Seed germination in the presence of sugar analogs. Germination is reported as fraction relative to the zero control. Glc (Glc; A), 2-deoxyglcuose (2-d-Glc; B), and 3-O-methylGlc (3-M-Glc; C) were added to the medium at concentrations as indicated. Black bars represent the wild type, densely hatched bars line 101, sparsely hatched bars line 106, which is similar to line 101 but a stronger WRI1 cDNA expresser, and white bars represent wri1-1. All assays were performed in triplicate with sd of the mean represented by the error bars.

Figure 6.

Glycolytic enzyme activities and mRNA abundance during germination and early seedling establishment.
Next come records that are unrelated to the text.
PR #428, opened 2021-03-18
PP-7877 - Fix authentication error with production ECR

nimalank7:
Description:
- Some production ECR resources were missing the role configuration which caused an authentication error when checking.
- Toolbox should only check for `*-release` Telegraf variants as that is what the docker images are tagged with

### DIFF
--- a/ci/pipelines/deploy-to-production.yml
+++ b/ci/pipelines/deploy-to-production.yml
@@ -114,6 +114,8 @@ resources:
     icon: docker
     source:
       repository: govukpay/telegraf
+      variant: release
+      <<: *aws_prod_config
   - name: ledger-ecr-registry-prod
     type: registry-image-resource-1-1-0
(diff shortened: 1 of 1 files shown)


ci/pipelines/deploy-to-production.yml
```diff
@@ -126,7 +128,7 @@ resources:
     icon: docker
     source:
       repository: govukpay/publicapi
-
+      <<: *aws_prod_config
```
mrlumbu, line 131: also needs `variant: release` I think

mrlumbu (changes requested):
One change needed

ci/pipelines/deploy-to-production.yml
nimalank7: Fixed

mrlumbu (approved):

A, Enzyme activities for hexokinase represented as glucokinase or fructokinase activities and pyruvate kinase. Plants were grown on agar with half-strength Murashige and Skoog medium but lacking Suc. Tissues were harvested at times after incubation as indicated. The black bars represent wild type, densely hatched bars line 101, sparsely hatched bars line 106, and white bars the wri1-1 mutant. Error bars depict sd of the mean of enzyme activity obtained for three different protein preparations. B, mRNA abundance of HXK1 and PK1. The blot is identical to the blot shown in Figure 4B, but was stripped and reprobed with the gene-specific probes as indicated. The rRNA bands from the ethidium bromide-stained gel are shown as a loading control.

Figure 7.

Impaired seedling establishment in the wri1-1 mutant. A, Appearance of 12-d-old seedlings of wild type and wri1-1 grown in the presence (+) or absence (−) of 50 mm Suc. B, Root growth on medium lacking Suc. Symbols are as shown in the figure and as described in the Figure 1 legend with the addition of an inverted triangle for line 106. The error bars represent sd of the mean of at least 15 root length measurements.

Figure 8.

Light micrographs of cross sections of wild-type and wri1-1 roots. The plants were grown in the presence of 50 mm Suc. The sections were derived from the differentiation zone of the roots. The size bar represents 200 μm. CC, Central cylinder; E, endodermis; RH, root hair.